Extendibility of Fermionic Gaussian States

TL;DR

This paper characterizes fermionic Gaussian states' extendibility, provides a covariance-matrix criterion, and establishes a finite de Finetti theorem with improved bounds, impacting quantum correlations and channel properties.

Contribution

It offers a complete covariance-matrix characterization of fermionic Gaussian state extendibility and derives a finite de Finetti theorem with linear scaling bounds, advancing understanding of quantum correlations.

Findings

Characterization of extendibility via covariance matrices

Finite de Finetti theorem with linear bounds in modes

SDP criteria for fermionic Gaussian channel properties

Abstract

We investigate $(k_1,k_2)$-extendibility of fermionic Gaussian states, a property central to quantum correlations and approximations of separability.
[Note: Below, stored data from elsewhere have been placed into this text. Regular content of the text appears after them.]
PR #259, opened 2023-11-13
Add support for specie conversionFactor

### LINKED ISSUE #257: Add support for species conversion factor
## Target functionality

With SBML level 3 species conversion factors are allowed, but I do not think SBML.jl supports these yet (I have not found it in the `SBML.Model` struct). The code I would want to be able to run is;

```
using SBML
using Downloads
path = Downloads.download("https://raw.githubusercontent.com/sbmlteam/sbml-test-suite/release/cases/semantic/00976/00976-sbml-l3v2.xml", joinpath(@__DIR__, "model.xml"))
model = readSBML(path)
model.species["S1"].conversion_factor
```

## Desired output

In case a species (like `S1` here) has a conversion factor I would like the following output :

```
S1conv
```

While for species without conversion factor in the `SBML.Species` struct `nothing` should be returned.

## Optional: Suggestions for implementation

I think this can be implemented by adding a `conversion_factor` field to `SBML.Species` , and a check that a given conversion factor is an identifier of a parameter in the model.

The description of conversion factor can be found under the heading *The conversionFactor attribute in SBML Level 3* in the libSBML manual https://synonym.caltech.edu/software/libsbml/5.18.0/docs/formatted/python-api/classlibsbml_1_1_species.html.

sebapersson:
Closes #257 

With this implementation the PEtab.jl SBML importer passes the SBML tests with specie conversion factor. Also, I do not encounter any problem on the other test cases.

### DIFF
--- a/Project.toml
+++ b/Project.toml
@@ -1,7 +1,7 @@
 name = "SBML"
 uuid = "e5567a89-2604-4b09-9718-f5f78e97c3bb"
 authors = ["Mirek Kratochvil <miroslav.kratochvil@uni.lu>", "LCSB R3 team <lcsb-r3@uni.lu>"]
-version = "1.5.0"
+version = "1.5.1"
 
 [deps]
 DocStringExtensions = "ffbed154-4ef7-542d-bbb7-c09d3a79fcae"
--- a/src/readsbml.jl
+++ b/src/readsbml.jl
@@ -412,9 +412,9 @@ function get_model(mdl::VPtr)::SBML.Model
                 ccall(sbml(:Species_getInitialConcentration), Cdouble, (VPtr,), sp)
             end,
             substance_units = get_optional_string(sp, :Species_getSubstanceUnits),
-	    conversion_factor = if (
+            conversion_factor = if (
                 ccall(sbml(:Species_getConversionFactor), Cstring, (VPtr,), sp) != C_NULL
-            )   
+            )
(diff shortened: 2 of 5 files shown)


exaexa (commented):
Looks OK to me, thanks a lot! I'll need to add a writeSBML equivalent, but that should be it. Tests are running now, if formatting fails don't worry about it.

We should also have test coverage -- can you please send me a link (or ideally SBML testcase number :) ) to a model that would require this functionality?

sebapersson:
Thanks! A test case is semantic 00976 can be found here https://github.com/sbmlteam/sbml-test-suite/tree/release/cases/semantic/00976

sebapersson:
@exaexa any status on this?

I could try to also add a test and support for writeSBML, but for the test, I do not really understand the structure of the loadmodels.jl test file

exaexa:
Hi, yes this is in the queue, I will finish the tests and there is no reason for this to not get merged. Sorry for delays, I'm off work these days and don't have much time left for solving stuff.

exaexa:
@sebapersson I guess we're fixed; I'll release this ASAP once it's merged. You can set your dependencies to SBML v1.5.1 to properly depend on species conversion factors availablility. Thanks again!

exaexa:
Ref: https://github.com/JuliaRegistries/General/pull/95464

PR #260, opened 2023-12-11
add support for groups extension

exaexa:


exaexa:
(@giordano this might take some time to debug but any preliminary comments very welcome :) )

exaexa:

We show that these states are $(k_1,k_2)$-extendible if and only if they admit a fermionic Gaussian extension, yielding a complete covariance-matrix characterization and a simple semidefinite program (SDP) whose size scales linearly with the number of modes. This provides necessary conditions for arbitrary fermionic states and is sufficient within the Gaussian setting. Our main result is a finite de Finetti--type theorem: we derive trace-norm bounds between $(k_1,k_2)$-extendible fermionic Gaussian states and separable states, improving previous exponential scaling to linear in the number of modes, with complementary relative entropy and squashed entanglement bounds. For two modes, upper and lower bounds match at order $1/\sqrt{k_1 k_2}$. Extendibility also provides operational support for one of the different notions of separability in fermionic systems. Finally, for fermionic Gaussian channels, we provide an SDP criterion for anti-degradability and show that entanglement-breaking channels coincide with replacement channels, implying no nontrivial entanglement-breaking fermionic Gaussian channels exist.